Ender's Game: The enemy gate is down

Corria o ano de 1977 quando, nas paginas da revista "Analog Science Fiction and Fact", um jovem autor norte-americano chamado Orson Scott Card viu publicado um conto seu. Esse conto, intitulado Ender's Game, contava a história de "Ender" Wiggin, uma criança-prodígio com uma ascensão meteórica na hierarquia militar devido à genialidade táctica revelada na "Battle School" - e será essa sua capacidade que irá vencer a guerra que a Humanidade trava contra uma raça de insectóides alienígenas.

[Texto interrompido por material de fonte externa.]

Issue #23, opened 2020-05-16
Improve system locks


habbes:
The current implementation of system locks allows a procedure to inadvertently unlock a lock that it did not own/lock. It would be easier to handle locks if a lock could be unlocked in a finally block, e.g.:
```js
try {
   await systemLocks.distribution().lock();
  // stuff...
} catch (e) {
 // handle errors
} finally {
  await systemLocks.distribution().unlock();
}
```
In the snippet above, the lock would be unlocked in the `finally` block whether the procedure completed successfully or whether errors occur. However, if the call to `systemLocks.distribution().lock()` failed because the lock was already locked, then a `systemLockLocked` error would be thrown and the finally block would unlock that lock even though it's owned by another procedure. To avoid this error, we have to manually check whether we the error was `systemLockLocked` before unlocking the lock:

```js
try {
 await systemLocks.distribution().lock();
 // stuff...
 // don't forget to unlock
 await systemLocks.distribution().unlock();
} catch (e) {
 if (e.code !== 'systemLockLocked') {
    // an error occurred sometime after we acquired the lock, so we need to unlock
   await systemLocks.distribution().unlock();
 }
 // handle error
}
```
Now we need to remember the `unlock` statement in both the try and catch block and we also need to remember to check the error code to ensure we're not unlocking something we don't own. It's easy to get forget and get this wrong, leading cases where a lock doesn't get unlocked or gets unlocked prematurely which could lead to data corruption (conflicting operation running at the concurrently when they shouldn't).

I propose making the following changes to the locking system:
- Each lock should have a `key` field in the db
- When a function obtains a handle to the lock (e.g. `await systemLocks.distribution()`), this handle should generate a random (unique) key.
- If the handle locks/acquires the lock (by calling `lock()`), the `key` of the lock should be set to the handle's key
- calling `unlock()` on the handle will only unlock the lock if the key of the handle matches the key on the lock.
- calling `unlock()` doesn't have to throw an error if the lock was already unlocked or locked with another key.

With these changes, using a lock would look like:
```js
// calling systemLocks.distribution() multiple times will now return multiple handles for the same
// lock but with different keys, that's why we should call it only once per use
const lock = systemLocks.distribution();
try {
  await lock.lock();
 // stuff..
} catch (e) {
 // handle errors
} finally {
  await lock.unlock();
}
```

PR #37, opened 2020-06-03
improve the lock system

BambanzaJuniorThe2nd:
This PR improves the lock system by addressing some of the issues highlighted in #23

### DIFF
--- a/server/src/core/system-lock/system-lock-service.ts
+++ b/server/src/core/system-lock/system-lock-service.ts
@@ -1,9 +1,11 @@
 import { Db, Collection } from 'mongodb';
 import { SystemLockService, SystemLock, SystemLockRecord } from './types';
 import { SystemLockManager as SystemLockHandle } from './system-lock';
+import { generateId } from '../util';
 
 const COLLECTION = 'system_locks';
 const DISTRIBUTION_LOCK = 'donationDistributionLock';
+const HANDLE_KEY = generateId()
 
 export class SystemLocks implements SystemLockService {
   private collection: Collection<SystemLockRecord>;
@@ -15,7 +17,7 @@ export class SystemLocks implements SystemLockService {
 
   distribution(): SystemLock {
     if (!this.distributionLock) {
-      this.distributionLock = new SystemLockHandle(DISTRIBUTION_LOCK, this.collection);
+      this.distributionLock = new SystemLockHandle(DISTRIBUTION_LOCK, HANDLE_KEY, this.collection);
     }
 
     return this.distributionLock;
--- a/server/src/core/system-lock/system-lock-service.ts
+++ b/server/src/core/system-lock/system-lock-service.ts
@@ -5,7 +5,6 @@ import { generateId } from '../util';
 
 const COLLECTION = 'system_locks';
 const DISTRIBUTION_LOCK = 'donationDistributionLock';
-const HANDLE_KEY = generateId()
 
 export class SystemLocks implements SystemLockService {
   private collection: Collection<SystemLockRecord>;
@@ -17,7 +16,7 @@ export class SystemLocks implements SystemLockService {
 
   distribution(): SystemLock {
     if (!this.distributionLock) {
-      this.distributionLock = new SystemLockHandle(DISTRIBUTION_LOCK, this.collection);
+      this.distributionLock = new SystemLockHandle(DISTRIBUTION_LOCK, generateId(), this.collection);
     }
 
     return this.distributionLock;
--- a/server/src/core/system-lock/system-lock-service.ts
+++ b/server/src/core/system-lock/system-lock-service.ts
@@ -17,7 +17,7 @@ export class SystemLocks implements SystemLockService {
 
   distribution(): SystemLock {
     if (!this.distributionLock) {
-      this.distributionLock = new SystemLockHandle(DISTRIBUTION_LOCK, HANDLE_KEY, this.collection);
+      this.distributionLock = new SystemLockHandle(DISTRIBUTION_LOCK, this.collection);
     }
 
     return this.distributionLock;
--- a/server/src/core/system-lock/system-lock.ts
+++ b/server/src/core/system-lock/system-lock.ts
@@ -38,13 +38,8 @@ export class SystemLockManager implements SystemLock {
         { _id: this.id, key: this.handleKey, locked: true },
         { $set: { locked: false, updated: new Date() } });
 
-      // TODO: It might not be necessary to throw an error when releasing a free lock
-      // but releasing a free lock is an indication of logic error
-      // If we don't throw an error, we should at least log a warning
-      if (!res.value) throw createSystemLockInvalidStateError(messages.ERROR_ATTEMPT_TO_RELEASE_FREE_LOCK);
     }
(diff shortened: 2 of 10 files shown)


server/src/core/system-lock/system-lock-service.ts
```diff
@@ -1,9 +1,11 @@
 import { Db, Collection } from 'mongodb';
 import { SystemLockService, SystemLock, SystemLockRecord } from './types';
 import { SystemLockManager as SystemLockHandle } from './system-lock';
+import { generateId } from '../util';
 
 const COLLECTION = 'system_locks';
 const DISTRIBUTION_LOCK = 'donationDistributionLock';
+const HANDLE_KEY = generateId()
```
habbes, line 8: What is `HANDLE_KEY` for?

server/src/core/system-lock/system-lock.ts
```diff
@@ -2,19 +2,23 @@ import { Collection } from 'mongodb';
 import { SystemLock, SystemLockRecord } from './types';
 import { createSystemLockBusyError, AppError, createDbOpFailedError, createSystemLockInvalidStateError } from '../error';
 import * as messages from '../messages';
+import { generateId } from '../util';
 
 
 // this is a bad name. We should just use a common prefix/suffix for interfaces
 // to make it easier to name classes
 export class SystemLockManager implements SystemLock {
+  private handleKey: string = null;
```
habbes, line 11: Why call it `handleKey` and not just `key`?

server/src/core/system-lock/system-lock.ts
```diff
@@ -31,16 +35,11 @@ export class SystemLockManager implements SystemLock {
   async unlock() {
     try {
       const res = await this.collection.findOneAndUpdate(
```
habbes, line 37: Is the `res` variable still in use? If not, then no need to create it.

server/src/core/system-lock/tests/fixtures.ts
```diff
@@ -1,7 +1,7 @@
 export const systemLocks = [
   {
     _id: 'lock1',
-    locked: true,
+    locked: false,
```
habbes, line 4: Why change the fixture from locked to unlocked?

server/src/core/system-lock/tests/system-lock.test.ts
```diff
@@ -16,91 +16,109 @@ describe('SystemLock tests', () => {
     await dbUtils.tearDown();
   });
 
-  beforeEach(async () => {
-    await dbUtils.resetCollectionWith(systemLocks);
-  });
+  // beforeEach(async () => {
+  //   await dbUtils.resetCollectionWith(systemLocks);
+  // }, 10000);
```
habbes, line 21: Why is this commented out?

server/src/core/system-lock/tests/system-lock.test.ts
```diff
@@ -16,91 +16,109 @@ describe('SystemLock tests', () => {
...
 
   describe('lock', () => {
+    beforeAll(async () => {
+      await dbUtils.resetCollectionWith(systemLocks);
+    }, 10000);
```
habbes, line 26: 10 seconds timeout, isn't that quite a lot?

habbes: Why did you use `beforeAll` when setting the fixtures? An why did you move it inside the `describe('lock')` tests?

server/src/core/system-lock/tests/system-lock.test.ts
```diff
@@ -16,91 +16,109 @@ describe('SystemLock tests', () => {
...
 
     test('should create lock record with locked:true if record does not exist', async () => {
-      await dbUtils.dropCollection();
       const lock = new SystemLockManager('lock2', dbUtils.getCollection());
       await lock.lock();
       const record = await dbUtils.getCollection().findOne({ _id: 'lock2' });
       expect(record.locked).toBe(true);
-    });
+    }, 10000);
```
habbes, line 40: This test does not reflect its description. It's supposed to test locking a lock whose db record does not exist. That's why it started by dropping the collection, to ensure that the lock did not exist. So now this test is not testing the desired behaviour. Either replace `lock2` with a non-existent lock id, or restored the call to `dbUtils.dropCollection()`. I'd prefer not changing the semantics of the a test for a behaviour that's not supposed to be affected by your feature.

server/src/core/system-lock/tests/system-lock.test.ts
```diff
@@ -16,91 +16,109 @@ describe('SystemLock tests', () => {
...
 
     test('should throw error if already locked', async () => {
-      const lock = new SystemLockManager('lock1', dbUtils.getCollection());
+      const lock = new SystemLockManager('lock2', dbUtils.getCollection());
```
habbes, line 43: Why did you change this from `lock1` to `lock2`? In the fixtures, `lock1` was supposed to be locked and `lock2` unlocked. This was supposed to test the behaviour when locking a lock that's already locked, hence why it used lock1. So you're changing the semantics of a test for a behaviour that shouldn't be affected by your feature.

server/src/core/system-lock/tests/system-lock.test.ts
```diff
@@ -16,91 +16,109 @@ describe('SystemLock tests', () => {
...
+  //   test('should throw error if lock is locked', async () => {
+  //     const lock = new SystemLockManager('lock1', dbUtils.getCollection());
+  //     try {
+  //       await lock.ensureUnlocked();
+  //     }
+  //     catch (e) {
+  //       expect(e.code).toBe('systemLockLocked');
+  //     }
+  //   })
+  // });
```
habbes, line 123: Why is this commented out?

server/src/core/system-lock/tests/system-lock.test.ts
```diff
@@ -16,91 +16,109 @@ describe('SystemLock tests', () => {
...
-        expect(e.code).toBe('systemLockInvalidState');
-      }
-    });
+      let record = await dbUtils.getCollection().findOne({ _id: 'lock2' });
+      expect(record.locked).toBe(false);
+      await lock.unlock();
+      record = await dbUtils.getCollection().findOne({ _id: 'lock2' });
+      // console.log('record: ', record);
+      expect(record.locked).toBe(false);
+    }, 10000);
```
habbes, line 80: This test description is not accurate. When a lock is not locked, then its state `locked:false`. So to say "should not set locked to false" while your test is asserting that `record.locked` is false at the end, doesn't make sense. Maybe rename it to "should not change lock state if already unlocked"

server/src/core/system-lock/tests/system-lock.test.ts
```diff
@@ -16,91 +16,109 @@ describe('SystemLock tests', () => {
...
       const lock = new SystemLockManager('lock2', dbUtils.getCollection());
       try {
         await lock.unlock();
       }
       catch (e) {
-        expect(e.code).toBe('systemLockInvalidState');
+        expect(e.code).toBe('dbOpFailed');
       }
-    });
+    }, 10000);
```
habbes, line 91: Should this really throw a `dbOpFailed` error?

PR #44, opened 2020-06-11
Add Google sign in

### LINKED ISSUE #35: Provide password-less social login
Allow users to login using their gmail account. They would still need to provide their phone number when signing up or donating the first time. Then if they wish, they can connect their gmail account and they can be using it to login.

Eventually, I think we should remove the option to login with password so that we don't have to implement password changes, password resets, locking out the account if password is in entered incorrectly multiple times, etc. and we won't burden the user with remembering yet another strong password (assuming they're not re-using an existing password).

lydianish:
Closes #35


server/src/core/google-client.ts
```diff
@@ -0,0 +1 @@
+export const GOOGLE_CLIENT_ID = '868422357333-sbrtb81b6rdjbo9ag3qfdnqc2pnm6dct.apps.googleusercontent.com';
```
BambanzaJuniorThe2nd, line 1: Put this value in the `/server/env` file

server/src/core/user/user-service.ts
```diff
@@ -93,25 +95,30 @@ export class Users implements UserService {
     const now = new Date();
     const user: DbUser = {
       _id: generateId(),
-      password: await hashPassword(args.password),
```
BambanzaJuniorThe2nd, line 96: Why did you remove the `password` field here?

server/src/core/user/user-service.ts
```diff
@@ -228,12 +235,25 @@ export class Users implements UserService {
...
+      let user;
+      if (args.phone) {
+        user = await this.collection.findOne({ phone: args.phone });
+        if (!user) throw createLoginError();
+
+        if (args.password) {
+          const passwordCorrect = await verifyPassword(user.password, args.password);
+          if (!passwordCorrect) throw createLoginError();
+        }
+        else if (args.googleIdToken) {
```
BambanzaJuniorThe2nd, line 247: Why would you need to log in with both your phone number and google account id? Isn't either one of them enough on its own? As in, if you're logging in with your phone, you don't need to provide your google id token (In fact, you wouldn't even have one in the first place). Conversely, if you're logging in using your Google account, you need only your google id token and nothing more. I don't know, maybe there's something I'm missing, and perhaps you could point it out.

server/src/core/util/validation-util.ts
```diff
@@ -19,3 +19,43 @@ export const idValidationSchema = joi.string()
...
+  .required()
+  .pattern(/^.{8,18}$/)
+  .messages({
+    'any.required': 'Password is required',
+    'string.base': 'Invalid type, password must be a string',
+    'string.empty': 'Please enter your password',
+    'string.pattern.base': 'Invalid password. Must range between 8 and 18 characters'
+});
+
+export const googleIdTokenValidationSchema = joi.string()
```
BambanzaJuniorThe2nd, line 43: Again, why is it a requirement to provide a google id token especially when a phone number and password have already been provided?

server/src/core/util/validation-util.ts
```diff
@@ -19,3 +19,43 @@ export const idValidationSchema = joi.string()
...
+  .required()
```
BambanzaJuniorThe2nd, line 44: Again, why is it a requirement to provide a google id token especially when a phone number and password have already been provided?

webapp/src/store/actions.ts
```diff
@@ -23,23 +23,24 @@ const actions = wrapActions({
...
+    await Users.login({ phone, password, googleIdToken });
     commit('setUser', user);
     if (user) {
       router.push({ name: 'home' });
     }
   },
-  async signUserIn({ commit }, { phone, password }: { phone: string; password: string }) {
-    const user = await Users.login({ phone, password });
+  async signUserIn({ commit }, { phone, password, googleIdToken }: { phone: string; password: string; googleIdToken: string }) {
+    const user = await Users.login({ phone, password, googleIdToken });
```
BambanzaJuniorThe2nd, line 35: I still don't understand why the user needs all three credentials (i.e., phone, password, and googleIdToken) to be logged in

webapp/src/store/actions.ts
```diff
@@ -23,23 +23,24 @@ const actions = wrapActions({
...
     if (user) {
       commit('setUser', user);
       if (router.currentRoute.name !== 'home') router.push({ name: 'home' });
     }
   },
   async signUserOut({ dispatch }) {
     await Users.logout();
+    googleSignOut();
```
BambanzaJuniorThe2nd, line 43: Isn't this function supposed to be asynchronous? If so, you should place `await` in front of the call

server/src/core/user/user-service.ts
lydianish: Yeah, that's what I initially did but it was a bug since when you create an account, the user is immediately logged in with the same args. That's why I added this case to account for that.

server/src/core/util/validation-util.ts
lydianish: Here I just put the individual validation schemas, and used an alternatives function to select which combination to choose from: "phone + pw" OR "phone + google" OR google

server/src/core/user/user-service.ts
lydianish: This is for the case where you create your account. It automatically signs you in with the same args. That's why I added this case.

webapp/src/store/actions.ts
lydianish: They are not all needed at the same time. This was just to cover all possible cases and use only one function. In reality the only possible combinations are phone + pw, phone + google and google.

webapp/src/store/actions.ts
lydianish: I had tried that and it said the 'await' was unnecessary. Let me look into it again...

server/src/core/google-client.ts
lydianish: Oh yeah I didn't know where to put it. Thanks!

webapp/src/store/util.ts
```diff
@@ -60,3 +61,10 @@ export function wrapActions (actions: ActionTree<AppState, AppState>): ActionTre
     };
   }, {});
 }
+
+export function googleSignOut() {
```
BambanzaJuniorThe2nd, line 65: Have the `async` keyword be part of this function declaration

lydianish: Done!

Issue #40, opened 2020-06-10
Improve UI with custom theme


habbes:
Now that we have concept designs for the website, we need to implement them in code.
For this task, we should create custom ui theme and components, or customise the bootstrap theme to match the desired look and feel. These task focuses on implementing the UI screens, not the app features. So you could create a set of public pages with the appropriate page components and look-and-feel, but without the underlying functionality.

PR #45, opened 2020-06-19
40 improve ui with custom theme

BambanzaJuniorThe2nd:
This PR addresses the issue of improving the webapp's UI by using a combination of both boostrap and regular css. #40


habbes:
@BambanzaJuniorThe2nd  Please change the `node` setting in the `package.json` file in the root from `12.x` to `~12.16.1` so that it can match the nodejs version in the server and client. Otherwise, heroku deployment will fail because it tries to install a newer version of node.

PR #60, opened 2020-07-09
Flutterwave payment integration

### LINKED ISSUE #57: Integrate flutterwave
Implement a `PaymentProvider` to receive payments from [Flutterwave](https://flutterwave.com).

[Flutterwave Docs](https://developer.flutterwave.com/docs/getting-started).

The "Inline integration" seems easier to integrate. If that doesn't work, we can try the "Standard integration".

Once integrated, we should use this as the preferred provider to initiate and receive donations.

habbes:
Fixes #57


habbes:
This branch only added the name field, and was replaced with another branch with same changes, but a different name.

PR #61, opened 2020-07-09
Add name field

habbes:
Adds name field to users. The field is made required when signing up and nominating users.


habbes:
I realized that adding a new field was quite time-consuming. The validation logic on the frontend is crude and doesn't seem very maintainable. The validation rules and messages are scattered in different arrays where the corresponding field has to be on the same index. This means you have to keep track of index numbers, and it also makes inserting new rules painful unless you add them at the end of the list. I tried replacing the arrays with dictionaries in the sign up form, but that was also time consuming, so I didn't do the same thing for the nominate form. I think the error handling can also be improved. But we'll leave refactoring for another day.

server/src/core/user/user-service.ts
```diff
@@ -104,37 +113,44 @@ export class Users implements UserService {
...
         throw createUniquenessFailedError(messages.ERROR_PHONE_ALREADY_IN_USE);
       }
+
       throw createDbOpFailedError(e.message);
     }
   }
 
   async nominateBeneficiary(args: UserNominateArgs): Promise<User> {
-    const { phone, email, nominator } = args;
-    if (email) validators.validatesNominate({ phone, email, nominator });
```
BambanzaJuniorThe2nd, line 136: You shouldn't have removed these `if` `else` checks. They were there to ensure that if no email was provided by the nominator, we do not pass a null value to the validator, cause then what happens is the validator complains that email cannot be anything other than a string.

server/src/core/user/user-service.ts
```diff
@@ -190,9 +207,8 @@ export class Users implements UserService {
   }
 
   async nominateMiddleman(args: UserNominateArgs): Promise<User> {
-    const { phone, email, nominator } = args;
-    if (email) validators.validatesNominate({ phone, email, nominator });
```
BambanzaJuniorThe2nd, line 194: Same point as above. The `if` `else` checks are required

server/src/core/user/user-service.ts
habbes: If the email is not provided, then why would it be `null`? `null` means the email is provided and set to `null`.

BambanzaJuniorThe2nd: I had explicitly set it to null to make it easier to detect during validation that no email was provided.

habbes: @BambanzaJuniorThe2nd I think not providing an email is a better way to not provide an email :)

habbes: The app also doesn't throw any errors when you sign up without an email. So I don't see what benefit adding an if-check provides.

habbes: I noticed that you get a validation error if you nominate a user when you leave the email field empty on the frontend form. I've fixed that by omitting the email field from the request payload when the email field is empty.

PR #71, opened 2020-07-11
use data items provider methods in tables

### LINKED ISSUE #69: beneficiaries formatted data not displaying properly
formating methods used in the table (like calculating the date, or getting the middleman by id) seem to be called before the table data is ready so they display empty or default values

lydianish:
Fixes #69 

The issue was that the items displayed in the table were not always being formatted. As in, the formatting (like changing the date or getting the middleman name) was being called even before the data finished loading so the data that needed formatting was sometimes empty. The solution to define a 'provider' method to get all the data and format it accordingly before loading the table. That's what is recommended for data that is being fetched elsewhere.


webapp/src/views/logged-in-structure.vue
```diff
@@ -101,12 +101,7 @@ export default {
...
   async created() {
     if (Auth.isAuthenticated()) {
-      if (!this.user) {
-        await this.getCurrentUser();
-      }
-      await this.getBeneficiaries();
-      await this.getTransactions();
-      await this.getMiddlemen();
+      await this.getCurrentUser();
     }
```
habbes, line 105: Why is the data not being refreshed here? What if it's needed by other pages other than beneficiaries? @lydianish

lydianish: I had done that initially but then I figured if you want to refresh the data in the tables you have to refresh the browser. So instead, I put the refresh data in the individual pages. That way if you move among pages, it refreshes the data. I removed this so it won't be redundant but maybe I should put it back.

habbes: Maybe it would be better to have a "refresh" button in the individual pages? So that it only refreshes the data it needs. i.e. if you're in the beneficiaries page, does it need to refresh the middlemen data?

But then again, if this is fixing an existing bug, then go ahead with it and maybe we can optimise it later.

lydianish: Actually, I used the middlemen data to display the name of the person who added the beneficiary. But yeah a refresh button sounds good. I propose to look into that later when we add other features to the tables like pagination and searches. Meanwhile, should I also put the refresh data back in the logged-in-structure?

Já nos anos 80 esse conto seria alargado para um romance, curto e intenso, que manteve o título original - e que num ápice se tornou num dos mais aclamados clássicos da ficção científica moderna, tanto pela crítica como pelo fandom, vencendo os principais prémios do género e dando origem a uma vasta série literária que Card tem desenvolvido desde então. E há muito que se falava de uma adaptação ao cinema, com o próprio autor a escrever vários argumentos ao longo dos anos. Em 2009, o projecto começou por fim a sair do development hell que mantém no limbo várias adaptações de clássicos da ficção científica literária; e um ano mais tarde, o realizador Gavin Hood (X-Men Origins: Wolverine) entrou no projecto, seguido de um elenco a todos os níveis impressionante. A estreia foi marcada para 2013; e, 28 anos volvidos sobre a publicação do livro, Andrew "Ender" Wiggin, Mazer Rackham, a "Battle School" e os Formics chegaram finalmente ao grande ecrã, com Ender's Game.

6 de agosto de 2013

Ender's Game: Novo trailer

Foi hoje revelado mais um trailer (o último, diz-se) de Ender's Game, com novas imagens da adaptação cinematográfica do livro de Orson Scott Card, excelentes efeitos especiais e um aparente spoiler gigantesco - os trailers contemporâneos deixam muito pouco para a imaginação, mesmo quando, neste caso, não é ainda claro se os enredos mais ou menos secundários do videojogo e da ascensão de Peter e Valentine serão relevantes. De qualquer forma, e pelo menos em formato de trailer, Ender's Game parece um filme bastante promissor. A estreia está marcada para Novembro.


Fonte: io9

28 de julho de 2013

Citação fantástica (77)

Perhaps it's impossible to wear an identity without becoming what you pretend to be.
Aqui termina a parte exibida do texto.